======== Records to use
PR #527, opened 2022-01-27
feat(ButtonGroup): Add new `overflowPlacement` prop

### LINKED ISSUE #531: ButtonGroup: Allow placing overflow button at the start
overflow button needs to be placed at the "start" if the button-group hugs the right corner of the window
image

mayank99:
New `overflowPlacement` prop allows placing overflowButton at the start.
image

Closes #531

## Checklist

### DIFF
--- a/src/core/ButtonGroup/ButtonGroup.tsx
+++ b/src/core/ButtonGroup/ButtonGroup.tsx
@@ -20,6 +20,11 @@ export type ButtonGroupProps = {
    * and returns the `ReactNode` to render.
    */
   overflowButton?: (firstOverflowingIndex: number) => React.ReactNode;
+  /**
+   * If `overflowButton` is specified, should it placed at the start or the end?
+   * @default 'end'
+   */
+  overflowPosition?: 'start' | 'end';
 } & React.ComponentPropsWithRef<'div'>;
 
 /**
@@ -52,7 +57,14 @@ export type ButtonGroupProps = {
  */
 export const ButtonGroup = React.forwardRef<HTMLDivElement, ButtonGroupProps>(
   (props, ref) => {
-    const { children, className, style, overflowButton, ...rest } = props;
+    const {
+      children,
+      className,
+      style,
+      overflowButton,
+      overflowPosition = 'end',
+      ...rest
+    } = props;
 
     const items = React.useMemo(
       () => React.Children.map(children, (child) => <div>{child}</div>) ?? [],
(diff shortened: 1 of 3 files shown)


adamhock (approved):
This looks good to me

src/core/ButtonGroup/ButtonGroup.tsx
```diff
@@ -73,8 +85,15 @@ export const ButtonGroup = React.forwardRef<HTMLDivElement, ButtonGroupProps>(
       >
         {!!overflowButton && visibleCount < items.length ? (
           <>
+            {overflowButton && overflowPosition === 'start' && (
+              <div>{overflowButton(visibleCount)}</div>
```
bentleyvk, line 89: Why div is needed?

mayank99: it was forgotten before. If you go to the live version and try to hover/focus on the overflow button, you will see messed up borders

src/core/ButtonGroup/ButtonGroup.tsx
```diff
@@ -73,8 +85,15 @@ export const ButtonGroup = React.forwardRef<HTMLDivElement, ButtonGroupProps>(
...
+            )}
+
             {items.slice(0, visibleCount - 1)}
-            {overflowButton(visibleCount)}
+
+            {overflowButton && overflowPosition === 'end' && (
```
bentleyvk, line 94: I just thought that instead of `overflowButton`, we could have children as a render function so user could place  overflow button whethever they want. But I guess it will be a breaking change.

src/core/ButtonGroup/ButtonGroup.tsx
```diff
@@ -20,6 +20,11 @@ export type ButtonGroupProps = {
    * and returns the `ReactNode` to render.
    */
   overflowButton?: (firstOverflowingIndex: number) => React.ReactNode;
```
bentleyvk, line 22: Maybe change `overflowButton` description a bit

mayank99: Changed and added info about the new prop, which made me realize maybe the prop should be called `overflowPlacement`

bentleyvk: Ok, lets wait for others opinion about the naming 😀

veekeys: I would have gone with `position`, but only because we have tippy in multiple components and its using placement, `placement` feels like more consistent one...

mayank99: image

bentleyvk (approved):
================
======== Records to use
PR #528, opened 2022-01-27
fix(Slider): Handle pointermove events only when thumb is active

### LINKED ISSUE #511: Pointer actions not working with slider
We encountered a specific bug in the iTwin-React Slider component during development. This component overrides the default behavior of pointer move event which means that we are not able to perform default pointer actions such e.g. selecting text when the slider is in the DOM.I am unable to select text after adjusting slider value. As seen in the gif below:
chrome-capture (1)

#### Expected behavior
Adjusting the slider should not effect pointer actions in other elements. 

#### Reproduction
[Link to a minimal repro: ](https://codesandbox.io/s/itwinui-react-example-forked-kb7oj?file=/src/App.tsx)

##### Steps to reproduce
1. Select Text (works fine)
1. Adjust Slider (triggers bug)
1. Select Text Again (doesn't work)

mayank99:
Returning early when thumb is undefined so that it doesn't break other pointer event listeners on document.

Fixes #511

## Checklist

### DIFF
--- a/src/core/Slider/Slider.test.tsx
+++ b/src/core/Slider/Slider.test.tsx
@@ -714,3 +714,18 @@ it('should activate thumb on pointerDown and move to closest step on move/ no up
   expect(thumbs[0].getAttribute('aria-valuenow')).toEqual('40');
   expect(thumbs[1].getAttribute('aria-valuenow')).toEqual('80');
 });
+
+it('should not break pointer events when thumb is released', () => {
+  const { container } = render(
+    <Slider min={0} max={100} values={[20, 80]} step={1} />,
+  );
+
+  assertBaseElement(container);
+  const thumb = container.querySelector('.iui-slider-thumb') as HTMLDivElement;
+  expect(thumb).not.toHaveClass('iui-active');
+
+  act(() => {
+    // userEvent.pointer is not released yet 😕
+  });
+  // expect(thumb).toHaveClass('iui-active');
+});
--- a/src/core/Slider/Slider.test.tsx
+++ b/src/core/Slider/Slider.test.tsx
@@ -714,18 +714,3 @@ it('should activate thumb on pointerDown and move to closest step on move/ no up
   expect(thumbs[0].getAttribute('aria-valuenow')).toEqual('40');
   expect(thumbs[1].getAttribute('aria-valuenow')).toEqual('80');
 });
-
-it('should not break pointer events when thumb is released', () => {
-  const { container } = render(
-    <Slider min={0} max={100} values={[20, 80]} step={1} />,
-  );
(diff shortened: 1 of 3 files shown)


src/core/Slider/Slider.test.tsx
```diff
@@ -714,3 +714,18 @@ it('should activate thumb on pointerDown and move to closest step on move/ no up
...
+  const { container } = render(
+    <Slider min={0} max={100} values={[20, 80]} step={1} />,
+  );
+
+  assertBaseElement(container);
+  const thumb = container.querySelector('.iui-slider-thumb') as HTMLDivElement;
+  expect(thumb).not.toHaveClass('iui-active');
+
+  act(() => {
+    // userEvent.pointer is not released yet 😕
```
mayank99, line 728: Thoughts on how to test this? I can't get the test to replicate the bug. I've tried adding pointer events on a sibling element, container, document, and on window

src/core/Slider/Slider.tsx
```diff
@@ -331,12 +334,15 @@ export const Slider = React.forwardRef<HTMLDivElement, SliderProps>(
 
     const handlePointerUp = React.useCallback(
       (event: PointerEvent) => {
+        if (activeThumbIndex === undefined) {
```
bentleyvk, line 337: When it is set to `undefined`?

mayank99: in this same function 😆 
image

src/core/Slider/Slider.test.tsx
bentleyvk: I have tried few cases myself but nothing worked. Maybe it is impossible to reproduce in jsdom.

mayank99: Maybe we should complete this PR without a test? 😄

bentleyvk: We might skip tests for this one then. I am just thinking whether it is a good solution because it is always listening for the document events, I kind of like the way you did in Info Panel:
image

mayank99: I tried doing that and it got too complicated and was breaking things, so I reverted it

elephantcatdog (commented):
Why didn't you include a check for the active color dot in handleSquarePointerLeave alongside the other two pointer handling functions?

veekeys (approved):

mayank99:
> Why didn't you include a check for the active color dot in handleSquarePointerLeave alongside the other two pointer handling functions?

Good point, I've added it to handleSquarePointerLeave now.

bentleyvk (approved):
================
Required work
Scan the material above for the string "start" and return the lines that hold it.

Solution to the exercise
### LINKED ISSUE #531: ButtonGroup: Allow placing overflow button at the start
overflow button needs to be placed at the "start" if the button-group hugs the right corner of the window
New `overflowPlacement` prop allows placing overflowButton at the start.
+   * If `overflowButton` is specified, should it placed at the start or the end?
+  overflowPosition?: 'start' | 'end';
+            {overflowButton && overflowPosition === 'start' && (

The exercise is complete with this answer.